From the entries below, copy out all lines holding "tested".

Exercise materials:

◆ ◆ ◆ ◆ ◆ ◆ ◆

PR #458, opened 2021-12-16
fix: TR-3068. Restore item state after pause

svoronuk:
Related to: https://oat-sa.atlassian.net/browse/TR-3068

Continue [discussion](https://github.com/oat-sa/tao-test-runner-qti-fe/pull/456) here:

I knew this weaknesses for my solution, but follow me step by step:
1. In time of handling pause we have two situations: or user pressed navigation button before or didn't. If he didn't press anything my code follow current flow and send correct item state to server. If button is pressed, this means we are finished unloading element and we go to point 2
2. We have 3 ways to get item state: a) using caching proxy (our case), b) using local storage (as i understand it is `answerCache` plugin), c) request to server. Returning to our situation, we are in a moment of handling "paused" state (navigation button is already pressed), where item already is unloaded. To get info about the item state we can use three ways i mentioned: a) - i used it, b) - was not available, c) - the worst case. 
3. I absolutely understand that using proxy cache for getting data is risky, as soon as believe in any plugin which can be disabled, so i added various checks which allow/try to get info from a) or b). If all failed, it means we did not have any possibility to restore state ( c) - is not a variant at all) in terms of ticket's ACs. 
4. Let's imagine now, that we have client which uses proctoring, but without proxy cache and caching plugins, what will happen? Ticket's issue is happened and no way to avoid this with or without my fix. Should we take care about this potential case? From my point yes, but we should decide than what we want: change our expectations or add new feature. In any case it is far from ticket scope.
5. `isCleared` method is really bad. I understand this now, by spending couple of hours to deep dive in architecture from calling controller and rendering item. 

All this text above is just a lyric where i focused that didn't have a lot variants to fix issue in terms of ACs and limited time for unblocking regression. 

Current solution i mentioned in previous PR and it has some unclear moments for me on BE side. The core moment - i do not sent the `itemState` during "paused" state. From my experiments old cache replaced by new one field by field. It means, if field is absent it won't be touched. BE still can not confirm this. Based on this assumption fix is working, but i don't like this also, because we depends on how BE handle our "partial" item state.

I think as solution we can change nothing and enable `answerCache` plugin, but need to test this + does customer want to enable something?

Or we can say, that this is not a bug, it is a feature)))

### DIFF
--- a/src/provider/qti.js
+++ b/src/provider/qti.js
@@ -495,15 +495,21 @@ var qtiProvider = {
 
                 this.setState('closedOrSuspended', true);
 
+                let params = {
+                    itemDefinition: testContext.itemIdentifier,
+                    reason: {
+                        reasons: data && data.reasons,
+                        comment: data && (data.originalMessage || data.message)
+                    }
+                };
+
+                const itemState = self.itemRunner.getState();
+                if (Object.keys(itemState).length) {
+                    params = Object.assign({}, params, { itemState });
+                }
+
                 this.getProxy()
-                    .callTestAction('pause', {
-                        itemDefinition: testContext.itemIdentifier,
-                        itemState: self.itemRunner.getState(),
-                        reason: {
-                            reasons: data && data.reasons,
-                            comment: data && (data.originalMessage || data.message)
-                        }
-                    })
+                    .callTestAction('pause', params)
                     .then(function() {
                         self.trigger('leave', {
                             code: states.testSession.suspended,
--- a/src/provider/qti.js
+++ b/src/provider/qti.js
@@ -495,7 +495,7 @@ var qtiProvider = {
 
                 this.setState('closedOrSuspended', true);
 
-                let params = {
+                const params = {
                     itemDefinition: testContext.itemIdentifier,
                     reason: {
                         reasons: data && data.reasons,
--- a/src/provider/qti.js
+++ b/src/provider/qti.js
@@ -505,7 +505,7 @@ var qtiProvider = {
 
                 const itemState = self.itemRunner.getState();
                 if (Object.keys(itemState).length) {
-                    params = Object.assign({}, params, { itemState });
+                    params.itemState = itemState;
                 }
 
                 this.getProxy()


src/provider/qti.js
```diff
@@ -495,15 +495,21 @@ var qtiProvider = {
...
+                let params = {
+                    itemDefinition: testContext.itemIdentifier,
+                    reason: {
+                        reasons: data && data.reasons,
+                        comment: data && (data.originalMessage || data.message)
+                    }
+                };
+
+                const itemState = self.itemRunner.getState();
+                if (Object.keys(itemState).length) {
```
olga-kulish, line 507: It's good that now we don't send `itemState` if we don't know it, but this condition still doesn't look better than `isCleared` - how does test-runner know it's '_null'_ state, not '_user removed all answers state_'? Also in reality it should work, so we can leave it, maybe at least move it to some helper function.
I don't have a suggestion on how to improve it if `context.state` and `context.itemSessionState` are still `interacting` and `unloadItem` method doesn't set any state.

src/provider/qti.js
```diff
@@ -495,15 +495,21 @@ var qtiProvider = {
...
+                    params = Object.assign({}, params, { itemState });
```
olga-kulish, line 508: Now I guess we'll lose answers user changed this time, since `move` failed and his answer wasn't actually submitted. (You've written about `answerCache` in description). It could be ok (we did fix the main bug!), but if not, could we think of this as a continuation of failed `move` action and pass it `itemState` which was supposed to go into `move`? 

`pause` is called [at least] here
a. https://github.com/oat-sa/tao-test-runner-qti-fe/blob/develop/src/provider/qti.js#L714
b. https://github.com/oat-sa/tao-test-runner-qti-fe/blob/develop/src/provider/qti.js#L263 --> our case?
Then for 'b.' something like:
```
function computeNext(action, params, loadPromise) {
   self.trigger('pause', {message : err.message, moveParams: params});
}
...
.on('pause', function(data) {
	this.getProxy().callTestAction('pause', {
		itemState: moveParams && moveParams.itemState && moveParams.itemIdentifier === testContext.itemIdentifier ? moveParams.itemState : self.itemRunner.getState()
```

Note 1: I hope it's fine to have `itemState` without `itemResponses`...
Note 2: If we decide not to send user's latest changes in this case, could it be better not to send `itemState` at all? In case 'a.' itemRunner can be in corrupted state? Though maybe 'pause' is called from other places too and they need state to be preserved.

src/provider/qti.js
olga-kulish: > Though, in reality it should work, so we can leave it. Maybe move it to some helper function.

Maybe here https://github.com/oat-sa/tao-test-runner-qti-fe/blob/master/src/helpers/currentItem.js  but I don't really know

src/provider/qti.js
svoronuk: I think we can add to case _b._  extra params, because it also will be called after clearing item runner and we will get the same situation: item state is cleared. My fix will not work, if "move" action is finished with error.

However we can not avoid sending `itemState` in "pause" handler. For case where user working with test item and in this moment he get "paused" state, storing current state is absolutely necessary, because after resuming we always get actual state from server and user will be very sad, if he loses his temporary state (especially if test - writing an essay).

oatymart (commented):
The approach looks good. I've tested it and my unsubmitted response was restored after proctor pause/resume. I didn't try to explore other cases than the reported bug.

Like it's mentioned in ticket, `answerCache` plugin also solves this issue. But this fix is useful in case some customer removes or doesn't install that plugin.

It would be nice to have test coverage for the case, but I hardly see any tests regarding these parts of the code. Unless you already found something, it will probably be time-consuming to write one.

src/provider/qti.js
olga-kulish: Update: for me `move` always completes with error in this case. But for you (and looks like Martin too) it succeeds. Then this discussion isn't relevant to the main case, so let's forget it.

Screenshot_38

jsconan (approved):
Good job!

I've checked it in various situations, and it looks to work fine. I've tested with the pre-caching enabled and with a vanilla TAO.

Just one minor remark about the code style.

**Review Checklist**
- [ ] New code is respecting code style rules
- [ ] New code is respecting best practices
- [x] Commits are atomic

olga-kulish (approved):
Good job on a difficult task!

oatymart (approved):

◆ ◆ ◆ ◆ ◆ ◆ ◆

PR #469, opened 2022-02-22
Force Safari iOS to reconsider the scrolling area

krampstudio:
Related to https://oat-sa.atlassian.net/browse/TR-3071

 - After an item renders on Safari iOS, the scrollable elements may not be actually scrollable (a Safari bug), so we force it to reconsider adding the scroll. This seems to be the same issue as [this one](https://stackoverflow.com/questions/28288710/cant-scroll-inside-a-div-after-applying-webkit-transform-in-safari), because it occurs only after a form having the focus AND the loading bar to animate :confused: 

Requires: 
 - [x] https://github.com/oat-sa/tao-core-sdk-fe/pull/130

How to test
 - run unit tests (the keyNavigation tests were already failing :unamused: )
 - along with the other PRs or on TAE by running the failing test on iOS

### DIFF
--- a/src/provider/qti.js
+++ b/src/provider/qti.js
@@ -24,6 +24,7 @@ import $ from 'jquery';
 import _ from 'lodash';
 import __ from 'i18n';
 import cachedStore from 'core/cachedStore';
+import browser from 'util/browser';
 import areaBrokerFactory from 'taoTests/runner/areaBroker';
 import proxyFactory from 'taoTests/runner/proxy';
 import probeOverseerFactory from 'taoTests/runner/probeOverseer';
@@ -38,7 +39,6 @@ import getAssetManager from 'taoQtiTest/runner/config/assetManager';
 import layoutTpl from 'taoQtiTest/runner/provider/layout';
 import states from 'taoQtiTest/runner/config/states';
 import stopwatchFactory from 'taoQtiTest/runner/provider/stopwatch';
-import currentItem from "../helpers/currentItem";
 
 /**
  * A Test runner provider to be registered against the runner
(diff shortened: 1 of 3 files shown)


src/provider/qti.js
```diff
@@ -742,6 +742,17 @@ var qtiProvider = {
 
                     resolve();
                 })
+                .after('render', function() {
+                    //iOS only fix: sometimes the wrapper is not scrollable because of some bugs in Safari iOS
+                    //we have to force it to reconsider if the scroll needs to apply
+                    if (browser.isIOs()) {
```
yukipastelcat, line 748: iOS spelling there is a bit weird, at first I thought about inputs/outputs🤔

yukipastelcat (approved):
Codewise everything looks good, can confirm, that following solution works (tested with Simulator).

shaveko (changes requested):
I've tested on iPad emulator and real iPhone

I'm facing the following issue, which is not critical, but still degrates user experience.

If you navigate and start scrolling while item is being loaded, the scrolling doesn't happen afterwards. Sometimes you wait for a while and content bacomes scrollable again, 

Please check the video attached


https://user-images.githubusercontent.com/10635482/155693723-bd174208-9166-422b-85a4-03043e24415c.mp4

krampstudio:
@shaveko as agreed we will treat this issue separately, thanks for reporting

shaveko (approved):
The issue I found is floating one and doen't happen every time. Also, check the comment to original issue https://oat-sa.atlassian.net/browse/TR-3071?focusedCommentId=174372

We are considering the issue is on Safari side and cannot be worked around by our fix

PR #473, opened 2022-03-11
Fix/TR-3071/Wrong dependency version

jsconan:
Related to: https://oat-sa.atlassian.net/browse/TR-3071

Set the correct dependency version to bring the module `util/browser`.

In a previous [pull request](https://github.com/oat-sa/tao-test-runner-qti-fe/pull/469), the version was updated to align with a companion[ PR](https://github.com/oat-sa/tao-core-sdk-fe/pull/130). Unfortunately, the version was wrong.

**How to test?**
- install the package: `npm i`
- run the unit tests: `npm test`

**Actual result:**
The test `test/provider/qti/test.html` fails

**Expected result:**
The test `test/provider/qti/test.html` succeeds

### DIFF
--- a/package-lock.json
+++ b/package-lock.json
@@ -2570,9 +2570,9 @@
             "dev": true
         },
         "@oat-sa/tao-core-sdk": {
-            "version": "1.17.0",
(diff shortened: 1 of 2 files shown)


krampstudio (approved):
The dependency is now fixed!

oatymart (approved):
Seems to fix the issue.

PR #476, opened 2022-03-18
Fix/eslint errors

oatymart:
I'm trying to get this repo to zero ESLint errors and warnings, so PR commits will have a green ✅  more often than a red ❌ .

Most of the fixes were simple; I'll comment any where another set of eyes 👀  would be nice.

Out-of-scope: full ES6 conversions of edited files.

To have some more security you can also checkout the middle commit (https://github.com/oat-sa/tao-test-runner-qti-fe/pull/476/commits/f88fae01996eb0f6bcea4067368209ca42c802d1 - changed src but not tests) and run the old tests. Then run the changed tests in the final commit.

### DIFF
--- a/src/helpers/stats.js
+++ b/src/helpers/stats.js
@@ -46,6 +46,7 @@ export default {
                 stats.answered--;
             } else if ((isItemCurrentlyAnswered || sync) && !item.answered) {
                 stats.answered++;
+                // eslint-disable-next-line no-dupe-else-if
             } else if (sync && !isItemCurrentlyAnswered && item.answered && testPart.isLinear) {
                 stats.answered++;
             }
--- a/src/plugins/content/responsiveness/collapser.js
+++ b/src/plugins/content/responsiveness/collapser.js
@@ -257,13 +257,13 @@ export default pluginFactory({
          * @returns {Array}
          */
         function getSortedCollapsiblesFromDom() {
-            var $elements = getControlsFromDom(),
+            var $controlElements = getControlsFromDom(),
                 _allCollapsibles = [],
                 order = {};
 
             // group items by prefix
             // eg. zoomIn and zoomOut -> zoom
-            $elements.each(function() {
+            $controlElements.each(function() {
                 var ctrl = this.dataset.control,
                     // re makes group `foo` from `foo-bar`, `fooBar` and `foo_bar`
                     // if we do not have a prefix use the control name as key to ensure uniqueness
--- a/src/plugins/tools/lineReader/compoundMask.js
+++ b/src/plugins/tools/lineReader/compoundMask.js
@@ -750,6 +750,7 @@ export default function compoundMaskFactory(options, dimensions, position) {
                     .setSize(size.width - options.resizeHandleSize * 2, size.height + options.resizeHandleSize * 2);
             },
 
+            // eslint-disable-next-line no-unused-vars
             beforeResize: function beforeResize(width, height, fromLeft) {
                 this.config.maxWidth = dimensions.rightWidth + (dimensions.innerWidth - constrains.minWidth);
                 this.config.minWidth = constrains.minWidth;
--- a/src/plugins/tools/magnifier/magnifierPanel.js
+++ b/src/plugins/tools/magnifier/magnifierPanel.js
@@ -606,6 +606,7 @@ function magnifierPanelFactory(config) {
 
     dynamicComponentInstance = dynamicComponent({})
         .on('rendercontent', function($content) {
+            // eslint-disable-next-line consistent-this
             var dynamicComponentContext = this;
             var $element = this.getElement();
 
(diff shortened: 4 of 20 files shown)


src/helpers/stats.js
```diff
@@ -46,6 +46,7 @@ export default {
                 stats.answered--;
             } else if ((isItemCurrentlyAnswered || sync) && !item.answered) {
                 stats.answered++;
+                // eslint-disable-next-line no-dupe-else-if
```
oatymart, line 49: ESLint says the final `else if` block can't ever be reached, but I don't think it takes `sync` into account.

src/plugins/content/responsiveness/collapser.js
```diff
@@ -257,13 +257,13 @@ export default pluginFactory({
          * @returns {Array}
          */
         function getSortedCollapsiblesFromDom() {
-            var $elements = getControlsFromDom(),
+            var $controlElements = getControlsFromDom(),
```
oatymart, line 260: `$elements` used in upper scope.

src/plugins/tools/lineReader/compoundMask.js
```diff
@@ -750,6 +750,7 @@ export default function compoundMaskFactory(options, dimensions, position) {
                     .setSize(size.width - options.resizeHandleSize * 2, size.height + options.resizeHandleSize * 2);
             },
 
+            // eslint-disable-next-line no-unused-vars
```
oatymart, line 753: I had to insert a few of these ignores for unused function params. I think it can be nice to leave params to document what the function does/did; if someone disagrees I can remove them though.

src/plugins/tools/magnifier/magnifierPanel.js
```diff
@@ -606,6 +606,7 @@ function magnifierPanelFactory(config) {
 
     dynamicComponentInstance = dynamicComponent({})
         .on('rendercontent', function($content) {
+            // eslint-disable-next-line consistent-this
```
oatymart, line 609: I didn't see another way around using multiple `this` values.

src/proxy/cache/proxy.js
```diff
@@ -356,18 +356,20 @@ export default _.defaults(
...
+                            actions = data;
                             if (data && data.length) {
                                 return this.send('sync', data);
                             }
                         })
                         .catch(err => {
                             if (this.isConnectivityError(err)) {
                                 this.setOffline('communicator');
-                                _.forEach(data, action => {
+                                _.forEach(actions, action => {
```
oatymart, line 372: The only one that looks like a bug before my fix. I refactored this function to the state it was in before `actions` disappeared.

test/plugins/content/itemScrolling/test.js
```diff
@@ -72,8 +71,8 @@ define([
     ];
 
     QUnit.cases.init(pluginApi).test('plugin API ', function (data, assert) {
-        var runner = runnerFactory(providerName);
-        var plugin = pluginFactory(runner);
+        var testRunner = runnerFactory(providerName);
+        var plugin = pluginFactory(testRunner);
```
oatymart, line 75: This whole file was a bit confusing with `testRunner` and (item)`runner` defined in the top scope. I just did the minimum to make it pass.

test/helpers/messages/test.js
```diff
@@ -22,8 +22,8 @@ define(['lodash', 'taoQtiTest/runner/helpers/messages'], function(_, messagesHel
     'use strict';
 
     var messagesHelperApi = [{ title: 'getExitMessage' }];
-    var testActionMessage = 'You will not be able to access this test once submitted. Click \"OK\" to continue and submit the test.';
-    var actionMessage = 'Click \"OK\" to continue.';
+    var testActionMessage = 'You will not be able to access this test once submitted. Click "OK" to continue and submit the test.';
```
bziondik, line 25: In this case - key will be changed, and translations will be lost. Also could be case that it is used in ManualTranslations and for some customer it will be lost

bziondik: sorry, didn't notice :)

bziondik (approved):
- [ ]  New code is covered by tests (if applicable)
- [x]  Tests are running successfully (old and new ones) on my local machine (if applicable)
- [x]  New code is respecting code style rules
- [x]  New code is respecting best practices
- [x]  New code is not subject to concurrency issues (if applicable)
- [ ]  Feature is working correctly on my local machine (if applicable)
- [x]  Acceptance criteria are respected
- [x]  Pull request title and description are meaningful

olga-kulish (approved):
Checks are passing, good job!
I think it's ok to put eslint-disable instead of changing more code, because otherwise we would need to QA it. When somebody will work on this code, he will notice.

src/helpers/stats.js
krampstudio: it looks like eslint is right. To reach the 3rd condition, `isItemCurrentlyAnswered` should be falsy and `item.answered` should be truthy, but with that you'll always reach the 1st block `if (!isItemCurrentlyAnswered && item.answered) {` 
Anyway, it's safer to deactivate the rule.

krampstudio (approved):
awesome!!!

◆ ◆ ◆ ◆ ◆ ◆ ◆

Written answer:
The approach looks good. I've tested it and my unsubmitted response was restored after proctor pause/resume. I didn't try to explore other cases than the reported bug.
I've checked it in various situations, and it looks to work fine. I've tested with the pre-caching enabled and with a vanilla TAO.
Codewise everything looks good, can confirm, that following solution works (tested with Simulator).
I've tested on iPad emulator and real iPhone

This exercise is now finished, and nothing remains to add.